> **INSTRUCTIONS TO FOLLOW**
When a line below holds the string "community", show that line.

[[ DATA FOR ANALYSIS open ]]

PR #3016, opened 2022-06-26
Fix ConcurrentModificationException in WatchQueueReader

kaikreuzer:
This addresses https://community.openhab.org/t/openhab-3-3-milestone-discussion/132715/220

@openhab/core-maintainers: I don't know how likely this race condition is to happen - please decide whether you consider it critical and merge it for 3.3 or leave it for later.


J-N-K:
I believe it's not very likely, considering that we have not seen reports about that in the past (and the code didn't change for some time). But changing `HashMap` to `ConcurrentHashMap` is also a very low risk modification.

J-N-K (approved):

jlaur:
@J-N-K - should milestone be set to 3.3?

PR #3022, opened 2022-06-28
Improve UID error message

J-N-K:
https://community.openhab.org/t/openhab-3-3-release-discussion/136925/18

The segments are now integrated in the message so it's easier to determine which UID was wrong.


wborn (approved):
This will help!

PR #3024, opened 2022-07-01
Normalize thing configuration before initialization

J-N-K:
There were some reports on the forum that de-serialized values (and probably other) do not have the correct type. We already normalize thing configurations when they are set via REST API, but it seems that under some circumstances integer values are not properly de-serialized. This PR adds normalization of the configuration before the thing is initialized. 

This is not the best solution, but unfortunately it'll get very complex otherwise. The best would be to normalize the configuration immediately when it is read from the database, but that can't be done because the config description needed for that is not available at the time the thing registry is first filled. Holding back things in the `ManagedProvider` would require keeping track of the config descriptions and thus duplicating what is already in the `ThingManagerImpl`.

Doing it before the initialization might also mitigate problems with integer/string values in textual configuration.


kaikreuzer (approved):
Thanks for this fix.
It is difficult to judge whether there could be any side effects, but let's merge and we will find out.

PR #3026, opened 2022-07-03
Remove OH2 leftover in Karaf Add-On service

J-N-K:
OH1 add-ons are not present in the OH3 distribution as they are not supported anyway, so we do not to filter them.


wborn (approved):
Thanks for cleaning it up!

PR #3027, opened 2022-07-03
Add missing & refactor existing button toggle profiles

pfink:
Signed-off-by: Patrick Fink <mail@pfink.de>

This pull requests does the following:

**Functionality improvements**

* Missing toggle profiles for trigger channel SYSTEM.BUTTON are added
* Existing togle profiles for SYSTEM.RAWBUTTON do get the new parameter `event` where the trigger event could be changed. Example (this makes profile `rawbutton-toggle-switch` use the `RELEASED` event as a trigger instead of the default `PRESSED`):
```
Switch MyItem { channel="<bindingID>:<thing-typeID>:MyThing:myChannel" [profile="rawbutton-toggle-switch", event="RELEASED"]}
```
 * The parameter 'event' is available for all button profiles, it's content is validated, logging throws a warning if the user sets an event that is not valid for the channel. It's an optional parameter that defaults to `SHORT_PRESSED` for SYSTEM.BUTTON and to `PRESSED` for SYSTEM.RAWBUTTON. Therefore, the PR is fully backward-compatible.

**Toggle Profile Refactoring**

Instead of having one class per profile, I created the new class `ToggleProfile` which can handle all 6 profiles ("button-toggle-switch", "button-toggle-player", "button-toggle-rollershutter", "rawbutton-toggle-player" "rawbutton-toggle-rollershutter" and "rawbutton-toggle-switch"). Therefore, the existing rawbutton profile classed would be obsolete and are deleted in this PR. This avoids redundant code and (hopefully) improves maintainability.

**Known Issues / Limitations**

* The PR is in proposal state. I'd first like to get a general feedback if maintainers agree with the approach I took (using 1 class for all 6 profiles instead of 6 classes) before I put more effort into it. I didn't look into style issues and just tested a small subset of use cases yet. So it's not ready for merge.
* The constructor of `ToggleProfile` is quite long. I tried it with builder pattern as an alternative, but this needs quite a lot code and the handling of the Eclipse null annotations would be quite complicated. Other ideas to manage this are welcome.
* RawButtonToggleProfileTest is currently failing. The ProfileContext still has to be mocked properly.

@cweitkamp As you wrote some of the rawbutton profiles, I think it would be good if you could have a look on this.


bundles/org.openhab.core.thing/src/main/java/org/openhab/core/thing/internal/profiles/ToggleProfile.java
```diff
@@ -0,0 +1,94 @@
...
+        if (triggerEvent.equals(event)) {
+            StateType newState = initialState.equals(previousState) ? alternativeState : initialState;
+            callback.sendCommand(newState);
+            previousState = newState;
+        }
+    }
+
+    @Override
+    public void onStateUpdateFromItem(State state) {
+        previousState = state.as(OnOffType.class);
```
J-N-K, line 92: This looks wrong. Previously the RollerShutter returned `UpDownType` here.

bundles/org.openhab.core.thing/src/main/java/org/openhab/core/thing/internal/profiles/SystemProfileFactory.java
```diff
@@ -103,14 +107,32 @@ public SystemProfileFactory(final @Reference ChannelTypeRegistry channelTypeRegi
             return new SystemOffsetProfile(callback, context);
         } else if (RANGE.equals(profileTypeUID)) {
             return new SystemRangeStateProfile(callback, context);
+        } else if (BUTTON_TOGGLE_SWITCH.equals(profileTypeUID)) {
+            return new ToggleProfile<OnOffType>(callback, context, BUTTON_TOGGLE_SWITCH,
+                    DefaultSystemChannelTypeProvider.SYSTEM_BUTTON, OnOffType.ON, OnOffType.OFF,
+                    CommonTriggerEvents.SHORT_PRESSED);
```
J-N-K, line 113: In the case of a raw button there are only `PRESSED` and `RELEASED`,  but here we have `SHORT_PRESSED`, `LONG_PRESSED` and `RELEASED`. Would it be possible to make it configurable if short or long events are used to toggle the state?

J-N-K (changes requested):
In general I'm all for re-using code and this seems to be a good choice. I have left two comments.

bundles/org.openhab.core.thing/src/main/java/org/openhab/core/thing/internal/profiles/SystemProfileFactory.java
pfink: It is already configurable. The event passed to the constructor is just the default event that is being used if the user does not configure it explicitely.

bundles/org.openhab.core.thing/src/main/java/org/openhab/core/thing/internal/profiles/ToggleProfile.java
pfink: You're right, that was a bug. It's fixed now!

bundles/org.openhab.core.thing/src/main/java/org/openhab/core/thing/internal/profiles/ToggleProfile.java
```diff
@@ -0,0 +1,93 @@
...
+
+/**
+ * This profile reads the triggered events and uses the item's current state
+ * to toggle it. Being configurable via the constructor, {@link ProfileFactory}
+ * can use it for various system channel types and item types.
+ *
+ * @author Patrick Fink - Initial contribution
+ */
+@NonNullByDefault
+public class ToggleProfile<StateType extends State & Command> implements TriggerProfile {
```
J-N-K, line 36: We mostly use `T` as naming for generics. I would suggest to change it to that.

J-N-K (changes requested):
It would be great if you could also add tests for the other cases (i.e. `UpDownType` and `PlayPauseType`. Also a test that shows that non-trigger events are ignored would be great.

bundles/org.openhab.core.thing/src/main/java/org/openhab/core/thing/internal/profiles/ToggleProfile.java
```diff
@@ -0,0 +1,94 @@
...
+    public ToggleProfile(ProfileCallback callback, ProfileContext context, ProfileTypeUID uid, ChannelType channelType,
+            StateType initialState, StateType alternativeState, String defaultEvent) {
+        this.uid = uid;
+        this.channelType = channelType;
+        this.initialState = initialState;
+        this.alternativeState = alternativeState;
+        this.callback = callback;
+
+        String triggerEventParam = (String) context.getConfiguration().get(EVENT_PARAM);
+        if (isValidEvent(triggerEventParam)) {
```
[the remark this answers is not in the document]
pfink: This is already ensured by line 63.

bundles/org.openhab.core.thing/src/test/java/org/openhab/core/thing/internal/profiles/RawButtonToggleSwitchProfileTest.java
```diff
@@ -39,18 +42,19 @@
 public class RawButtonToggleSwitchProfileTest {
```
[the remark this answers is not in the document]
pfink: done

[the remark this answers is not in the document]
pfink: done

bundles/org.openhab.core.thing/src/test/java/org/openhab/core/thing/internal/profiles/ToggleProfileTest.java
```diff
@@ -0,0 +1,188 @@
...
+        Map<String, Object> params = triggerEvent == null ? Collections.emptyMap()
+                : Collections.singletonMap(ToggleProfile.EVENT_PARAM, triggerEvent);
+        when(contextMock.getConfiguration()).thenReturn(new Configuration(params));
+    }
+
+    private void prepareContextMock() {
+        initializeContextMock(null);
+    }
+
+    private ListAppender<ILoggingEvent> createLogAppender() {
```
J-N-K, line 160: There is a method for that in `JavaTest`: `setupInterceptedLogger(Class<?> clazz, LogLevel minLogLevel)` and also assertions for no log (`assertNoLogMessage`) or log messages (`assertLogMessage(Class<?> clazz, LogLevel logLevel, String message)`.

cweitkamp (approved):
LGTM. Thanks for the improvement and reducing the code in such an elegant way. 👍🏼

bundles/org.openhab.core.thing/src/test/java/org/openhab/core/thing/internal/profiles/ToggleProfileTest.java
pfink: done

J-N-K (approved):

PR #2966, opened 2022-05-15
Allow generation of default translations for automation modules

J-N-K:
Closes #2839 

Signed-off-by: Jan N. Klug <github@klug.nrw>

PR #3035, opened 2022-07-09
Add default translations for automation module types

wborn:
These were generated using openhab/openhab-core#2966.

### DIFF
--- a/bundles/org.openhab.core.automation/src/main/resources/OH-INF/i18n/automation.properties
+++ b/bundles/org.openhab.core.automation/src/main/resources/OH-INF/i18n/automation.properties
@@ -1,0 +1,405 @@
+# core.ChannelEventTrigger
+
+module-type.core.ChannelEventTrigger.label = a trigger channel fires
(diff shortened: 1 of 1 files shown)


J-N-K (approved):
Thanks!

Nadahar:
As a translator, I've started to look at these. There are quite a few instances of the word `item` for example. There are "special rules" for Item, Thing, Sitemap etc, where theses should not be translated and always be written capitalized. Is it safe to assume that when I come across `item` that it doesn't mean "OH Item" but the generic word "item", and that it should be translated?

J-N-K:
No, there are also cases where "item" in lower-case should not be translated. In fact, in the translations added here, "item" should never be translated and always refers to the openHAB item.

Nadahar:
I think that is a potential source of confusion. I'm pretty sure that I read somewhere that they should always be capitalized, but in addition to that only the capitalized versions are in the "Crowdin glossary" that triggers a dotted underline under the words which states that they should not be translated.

[[ DATA FOR ANALYSIS closed ]]

> **OUTPUT OF THE EXERCISE**
This addresses https://community.openhab.org/t/openhab-3-3-milestone-discussion/132715/220
https://community.openhab.org/t/openhab-3-3-release-discussion/136925/18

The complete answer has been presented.